About this exercise:
List every line in this data where the string "preventing" occurs.

Raw data:
PR #1653, opened 2019-04-18
Clarify when completed status returned by a call

marklewin:
## Description

This change is in response to the following feedback received by @fauna5:

> "completed" is always returned unless the call was rejected. "unanswered", "timeout", "failed", "busy" and "cancelled" all proceed to "completed". The description of the "completed" state probably needs to change to something like "When a call flow has been terminated. This is always received unless the status is 'rejected'"

### DIFF
--- a/_documentation/voice/voice-api/guides/call-flow.md
+++ b/_documentation/voice/voice-api/guides/call-flow.md
@@ -24,10 +24,10 @@ You may choose to provide your NCCO as part of the request you send to create a 
 
 Each call goes through a sequence of states in its lifecycle:
 
-1. Created
-2. Ringing
-3. Answered
-4. Completed
+1. `started`
+2. `ringing`
+3. `answered`
+4. `completed`
 
 ## Event objects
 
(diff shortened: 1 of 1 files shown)


_documentation/voice/voice-api/guides/call-flow.md
```diff
@@ -27,7 +27,7 @@ Each call goes through a sequence of states in its lifecycle:
 1. Created
```
fauna5:
```suggestion
1. Started
```

marklewin: I've reformatted the sequence of events to match the actual event names. I've also added a note saying that the events usually arrive in order but that there are no guarantees and their applications should handle out-of-order messages.

marklewin:
Marking as don't merge while @fauna5 is looking at the timestamps of some out-of-order events he has experienced.

fauna5:
Unfortunately not :( 

CON-0caa8d24-254f-4a33-9bc4-1f4ddb97b220
   status           payload timestamp
4. completed 	2019-04-16T16:24:30.576Z
3. ringing    	2019-04-16T16:24:25.753Z
2. started    	2019-04-16T16:24:25.753Z
1. busy   		2019-04-16T16:24:30.613Z

marklewin:
OK, so are we saying that there is no way to order the events? In which case I'd better remove the suggestion that their application handles it, @mheap?

fauna5:
Best to leave it out i think

mheap:
Which timestamp is out of order? `busy`/`completed`?

fauna5:
Yep

mheap:
I've checked with @JamieChapman8462 and neither order or generation nor order of delivery are guaranteed.

Let's take Rich's suggestion and omit the ordering from the docs

PR #1654, opened 2019-04-18
Check for migration pending Rails error in CI rake tasks

benhayehudi:
… into rake tasks

## Description

Up to this point, the CI Rake tasks do not provide feedback if it fails because migrations are pending. This PR adds a new class for `CommonErrors` and adds a class method in it to check for migration pending errors. That method is then incorporated in `./lib/ci.rake` tasks.

### DIFF
--- a/lib/common_errors.rb
+++ b/lib/common_errors.rb
@@ -1,5 +1,5 @@
 class CommonErrors
   def self.check_for_migration_error(body)
-    raise 'DB Migration is pending. Please run RAILS_ENV=development bin/rake db:migrate' if body && body.downcase.include?('migrations are pending')
+    raise 'DB Migration is pending. Please run RAILS_ENV=development bin/rake db:migrate' if body&.downcase&.include?('migrations are pending')
   end
 end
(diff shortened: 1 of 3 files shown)


lib/common_errors.rb
```diff
@@ -0,0 +1,5 @@
+class CommonErrors
+  def self.check_for_migration_error(session)
+    errors.push('DB Migration is pending. Please run rake db:migrate RAILS_ENV=development.') if session.response.body.include?('Migrations are pending.')
```
mheap: This should `raise` rather than push in to `errors` if an error is encountered

benhayehudi:
Could use some help in simulating the session for the spec tests. I've pushed up what I got so far... 🙏

mheap:
@benhayehudi Instead of passing `session` pass `session.response.body`. At that point your `CommonErrors` class is dealing with strings and is easy to test.

The general rule here is that you should *tell*, not *ask* when passing function parameters. The fancy name is the law of Demeter (https://hackernoon.com/object-oriented-tricks-2-law-of-demeter-4ecc9becad85)

benhayehudi:
> @benhayehudi Instead of passing `session` pass `session.response.body`. At that point your `CommonErrors` class is dealing with strings and is easy to test.
> 
> The general rule here is that you should _tell_, not _ask_ when passing function parameters. The fancy name is the law of Demeter (https://hackernoon.com/object-oriented-tricks-2-law-of-demeter-4ecc9becad85)

This might be the most helpful and educational comment on a PR in a while. Thanks @mheap!

PR #1669, opened 2019-04-29
Add code examples to message signing docs

lornajane:
## Description

The PHP lib now has signature generation and verification functionality and we have building block spec for both of these - so let's add the code to the docs.

### DIFF
--- a/_documentation/concepts/guides/signing-messages.md
+++ b/_documentation/concepts/guides/signing-messages.md
@@ -14,6 +14,14 @@ You use a signature to:
 * Ensure that the message has not been tampered with en-route
 * Defend against interception and later replay
 
+## Contents
+
+This document covers how to use signatures with messages.
+
+  - [Send messages with signatures](#use-signatures-when-sending-messages)
+  - [Verify signatures on incoming messages](#validate-the-signature-on-incoming-messages) to ensure authenticity of the incoming webhook
+  - [Manually generate a signature](#manually-generate-a-signature) if you cannot use the existing libraries, the manual process for signature generation is included here
+
 ## Use signatures when sending messages
 
 To send a message with a signature, you will need to use the `SIGNATURE_SECRET` instead of your `API_SECRET` when sending the message. You can find the signature secret and choose which signing algorithm to use by visiting the [dashboard](https://dashboard.nexmo.com). The default algorithm is'[MD5 hash](https://en.wikipedia.org/wiki/MD5)' and we also support `MD5 HMAC`, `SHA1 HMAC`, `SHA-256 HMAC` and `SHA-512 HMAC`.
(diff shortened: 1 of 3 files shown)


_documentation/concepts/guides/signing-messages.md
```diff
@@ -14,6 +14,14 @@ You use a signature to:
 * Ensure that the message has not been tampered with en-route
 * Defend against interception and later replay
 
+## Contents
+
+This document covers how to use signatures with messages.
+
+  - [Send messages with signatures](#use-signatures-when-sending-messages)
+  - [Verify signatures on incoming messages](#validate-the-signature-on-incoming-messages) to ensure authenticity of the incoming webhook
+  - [Manually generate a signature](#manually-generate-a-signature) if you cannot use the existing libraries, the manual process for signature generation is included here
```
marklewin: In the third bullet, we're talking about client libs before we've defined them. Maybe change the first bullet to read: 
- [Send messages with signatures](#use-signatures-when-sending-messages) Use the [client libraries](/tools) to generate and send the signed message

_documentation/concepts/guides/signing-messages.md
```diff
@@ -14,6 +14,14 @@ You use a signature to:
 * Ensure that the message has not been tampered with en-route
 * Defend against interception and later replay
 
+## Contents
+
+This document covers how to use signatures with messages.
+
+  - [Send messages with signatures](#use-signatures-when-sending-messages)
+  - [Verify signatures on incoming messages](#validate-the-signature-on-incoming-messages) to ensure authenticity of the incoming webhook
```
marklewin: Are we ensuring the authenticity of the webhook itself, or the incoming request on the webhook? I believe the latter. This also applies to the description under the "Validate the signature" section below.

_documentation/concepts/guides/signing-messages.md
```diff
@@ -31,12 +39,24 @@ If you did not generate the signature correctly the [status](/messaging/sms/guid
 
 > It is possible to *require* that all outgoing SMS use message signing. Contact support@nexmo.com to enable or disable this setting on your account.
```
marklewin: Not really part of your PR, but I'd much prefer this said "Nexmo can configure your account so that all outgoing SMS are signed. Contact support@nexmo.com if you require this."

lornajane: It's more like "all outgoing SMS must be signed" - there's one setting to enable getting signatures on incoming messages, you can send with signature any time you want to without any setting changes, and a second setting means that you can only send if the message is signed.

_documentation/concepts/guides/signing-messages.md
lornajane: Thanks!

_documentation/concepts/guides/signing-messages.md
lornajane: Authenticity of the contents ... I've reworded it a bit.

PR #1674, opened 2019-05-02
Fix NDP sidebar keyboard navigation

mheap:
## Description

Make the NDP sidebar nav keyboard accessible again

## Deploy Notes

N/A

### DIFF
--- a/app/helpers/application_helper.rb
+++ b/app/helpers/application_helper.rb
@@ -143,7 +143,7 @@ module ApplicationHelper
 
       ss = []
       ss << "<li class='navigation-item--#{folder[:title]} navigation-item'>"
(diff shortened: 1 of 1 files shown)


mheap:
@lornajane I get that label when I press `f` on this branch. Any ideas why it's showing for me?

Screen Shot 2019-05-03 at 14 57 19

lornajane:
Ah, I see. It only seems to work on Chrome and I switched to Firefox since we added this feature. Also something has changed about how scrolled the bar is I think, it used to always be scrolled to the top so I could focus the div by selecting something on the top left but now it centres on the actual content so I can't access the scroll thing.

Maybe I could just have a sitemap? :)

PR #1682, opened 2019-05-08
Make Messages Code Snippets collapsible

tbedford:
## Description

As there are many new media types supported, the code snippet TOC was becoming crowded (and new types still to add for messenger and Viber channels). 

Each channel now has its own collapsible TOC entry.

Also tried to simplify naming of topics and make them more consistent.

Added redirects.


_documentation/messages/code-snippets/messenger/send-text.md
```diff
@@ -1,8 +1,8 @@
 ---
-title: Send with Facebook Messenger
+title: Send a Text Message
```
mheap: Could we also set `meta_title` so that they show up in search results? e.g. `Send a message with Facebook Messenger`

See https://github.com/Nexmo/nexmo-developer/blob/master/_documentation/messaging/sms/overview.md#L3 for an example

tbedford: Thanks I had not seen that before - very useful! I will add in other areas to.

PR #1693, opened 2019-05-12
Testing homepage layouts

mheap:
## Description

*DO NOT MERGE*

I was playing around with the homepage design on my flight and landed on this. It still needs a lot of work, but I'm raising a PR to get a review app and solicit feedback

* Puts Messaging, Voice and Video front and center
* Hotjar shows that most people use the overview link, so all sub-links removed
* "All docs" link goes to `/api` for now but I think we'd need a different page showing all available products

## Deploy Notes

N/A

### DIFF
--- a/app/assets/stylesheets/objects/_card.scss
+++ b/app/assets/stylesheets/objects/_card.scss
@@ -94,6 +94,11 @@
     width: 25px;
   }
 
+  &:last-child {
+    border: 0;
+    margin-bottom: 0;
+  }
+
   p {
     color: $grey-darker;
   }
--- a/app/views/static/_products.html.erb
+++ b/app/views/static/_products.html.erb
@@ -1,399 +1,89 @@
 <div class="Vlt-grid Vlt-grid--center Vlt-grid--margin-top2">
   <div class="Vlt-col Vlt-col--1of3 Vlt-col--M-1of2">
     <div class="Vlt-card Vlt-article--reverse Vlt-card--image Nxd-card--products">
-      <div class="Vlt-card__image Vlt-card__image--app Vlt-card__image--purple">
-        <div class="Vlt-card__image__icon">
-          <svg>
-            <use xlink:href="/symbol/volta-icons.svg#Vlt-icon-message" /></svg>
-        </div>
+      <div class="Vlt-card__corner Vlt-bg-purple">
+        <svg class="Vlt-icon"><use xlink:href="/symbol/volta-icons.svg#Vlt-icon-message"/></svg>
       </div>
+
       <div class="Vlt-card__content">
-        <small class="Vlt-grey-dark">Send and receive</small>
         <h2>
           <a href="/messaging/sms/overview">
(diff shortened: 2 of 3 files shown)


benhayehudi:
Hi @mheap,

This PR is a great opportunity to discuss a bit more at length a larger conversation around the NDP home page. 

I think your work here illustrates a few points:

(a) Data-driven: Let's put forward what is most accessed prominently
(b) Ease of use: How do we get people to where they want to go with the greatest ease?
(c) Messaging: Who are we? Why should you care? How can we convey that in as few words as possible?

In regards to each one:

(a) You have clearly reorganized according to what our indicators are pointing to is the most frequently accessed information.
(b) I think we still have some work to do here: 
* I know this is something that needs more people to make happen, but the difference between *SMS API* and *Messages API* is not immediately clear. 
* We make prominent several of our APIs, but what about the tooling & resources the DevRel team has built to make those APIs easier to integrate? Under "Let's build something..." header, I wonder what it would look like to add more quick connections to specific resources we've created in this regard? Maybe to the Laravel framework library, for example, knowing that it is quite popular?
(c) This new homepage design still does not answer the question succinctly of who we are and why you should care. The banner we use at conferences says "Nexmo, The Vonage API Platform," which is accurate but falls victim to the same messaging issue. I would like to see something heading this redesign that clearly captures who we are and why a developer should care about us in 1 sentence (maybe 2 sentences). 

Just some thoughts for now!

Ben

marklewin:
I applaud the thought behind this. Our existing homepage is really cluttered and breaking it out into our core capabilities (Messaging, Voice, Video) is a great idea. However, I think is still a bit cluttered and "Need something else" looks like an afterthought. The stuff "below the fold" (Server SDKs, etc) might be missed entirely.

I think generally I prefer the [Amazon AWS approach](https://docs.aws.amazon.com/) approach. I think we're trying to say too much about each API on the home page instead of linking through to a landing page that says specifically what that API is intended for and provides access to the API ref, tutorials, etc.

For those who know what they want to do (Messaging, Voice, Video, Admin, etc) but don't know which API to use you could link from the group itself to a separate page that summarizes all the APIs in the group and helps them decide which one they need.

That way we have a central API "index" so that people who know exactly what they want can quickly navigate to it. And those that don't can click on, say, Messaging and see why they might want to use Messages API over SMS.

I agree with everything @benhayehudi says about having something that defines us and the confusion around Messaging/SMS. The only way I think we can differentiate their functionality in the name alone is to call one 'SMS API' and the other 'MultiChannel Messaging API' or something else that captures the spirit of what Messages API offers. "Messages" might be a catchier name, but it doesn't tell us much about it when we're offering an "SMS" API right next to it.

mheap:
I'm going to close this for now as there's a product grouping project happening that will clear up the messages/messaging confusion and inform our decisions here.

The thoughts above are very valuable and we're aiming to go in an interactive direction in the longer term. For now, we're looking to focus on information architecture only

PR #1707, opened 2019-05-20
Add nexmo oas renderer

fabianrbz:
## Description

Adds the new `nexmo-oas-renderer` and removes related code.
@mheap this is still a wip, the gem is added with a local path because it hasn't been merged/released yet.

A couple of things to note:
* there is some code duplication, we should extract all the filters and constraints into a gem since they are used both by the rails and the sinatra app
* -there are some [old routes](https://github.com/Nexmo/nexmo-developer/blob/master/config/routes.rb#L82) that are preventing me from removing `api#show`, are those still valid?-
* there's probably a lot of cleanup that we can do on the `assets` folder but first I want to be sure that everything is working

## EDIT:
- [x] `/api/verify/templates` is currently broken
- [x] `/api/developer/numbers` redirects to `api/numbers` and it is currently broken


mheap:
> there is some code duplication, we should extract all the filters and constraints into a gem since they are used both by the rails and the sinatra app

The duplication is ok for now I think. This is the first iteration and those files don't tend to change very often.

> there are some old routes that are preventing me from removing api#show, are those still valid?

Sadly they are, but we're moving to OAS for everything, so if we can document the old APIs using OAS we can remove all of this code.

> there's probably a lot of cleanup that we can do on the assets folder but first I want to be sure that everything is working

Agreed, let's do the cleanup later

mheap:
@fabianrbz There doesn't seem to be a gemspec in `nexmo-oas-renderer` which means I can't install it with the following line:

```
gem 'nexmo-oas-renderer', github: 'Nexmo/nexmo-oas-renderer'
```

fabianrbz:
@mheap have you merged the PR in `nexmo-oas-renderer` already? if not you should point to the [right branch](https://github.com/Nexmo/nexmo-oas-renderer/tree/encapsulate-into-gem)

PR #1716, opened 2019-05-28
Updated and added missing Voice code snippets

RabebOthmani:
Updated and added Voice code snippets for CSharp


marklewin:
Checked with @RabebOthmani and she is happy with the snippets, so approving and merging.

PR #410, opened 2018-05-30
Add a note about Factories from URL

ghost:
Since dockerfile recipe type isn't supported on OpenShift and k8s infras, this mechanism of creating Factories works on Docker only

### DIFF
--- a/src/main/pages/portable-workspaces/chedir-getting-started.md
+++ b/src/main/pages/portable-workspaces/chedir-getting-started.md
@@ -9,6 +9,8 @@ folder: portable-workspaces
 
 {% include links.html %}
 
+**<span style="color:red;">Chedir is a Docker only feature and will not work on OpenShift/K8S!</span>**
+
 The Chedir getting started guide will walk you through your first Chedir project, and show the basic features Chedir has to offer.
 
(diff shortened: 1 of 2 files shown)


bmicklea:
Is there an issue to add the ability to put a kube YAML in the repo and achieve the same end result?

ghost:
No, there's no such issue

benoitf:
if SPI is set to be OpenShift/K8s the on-the-fly factory could generate a compliant recipe (and not always try to use dockerfile)

bmicklea:
Created: https://github.com/eclipse/che/issues/9879

bmicklea:
Can you comment on the new issue? Also are you saying this should just
work? Or describing how we should make it work in the future?
-- 

Brad Micklea // Director, Product Management // Developer Tools //
416.707.0792

slemeur (approved):

slemeur:
We should also mention that chedir is not working on OS/Kubernetes - it's pure Docker infra

ghost:
@slemeur yes, I will push info about Chedir to this branch

ghost:
@bmicklea what @benoitf says is that it is possible but of course not at the moment.

PR #429, opened 2018-06-30
Add Z option to docker volume mount to fix SELinux context.

### LINKED ISSUE #428: Building docs on SELinux-enabled system fails with permission error
When building the docs on a system using SELinux, running the `run.sh` script fails with the following error:
```
./run.sh 
mkdir: can't create directory '_site': Permission denied
chown: _site: No such file or directory
```
This can be fixed by adding the `Z` (which ensures correct labelling of the mounted volume) option to the `-v` option as follows:
```
-v $(pwd)/src/main:/che-docs:Z
```

rkratky:
### What does this PR do?

Fixes SELinux context for successful docs building on SELinux-enabled systems.

Fixes #428.


rkratky:
OK, ECA now accepted.

ghost (approved):

PR #547, opened 2018-10-31
Append / to url, otherwise Che returns a 302

pilhuhn:
Signed-off-by: Heiko W. Rupp <hrupp@redhat.com>

In the current docs when you `curl` the url you get a 302 with the new location back.
Directly adding the `/` to the end prevents that one round-trip.


ghost (approved):

slemeur:
Thanks @pilhuhn !

PR #566, opened 2018-11-06
Provide a che.openshift.io factory to edit documentation

benoitf:
### What does this PR do?
Provide a che.openshift.io factory to edit documentation

N/A


slemeur (approved):
Thanks !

Exercise answer:
* -there are some [old routes](https://github.com/Nexmo/nexmo-developer/blob/master/config/routes.rb#L82) that are preventing me from removing `api#show`, are those still valid?-
> there are some old routes that are preventing me from removing api#show, are those still valid?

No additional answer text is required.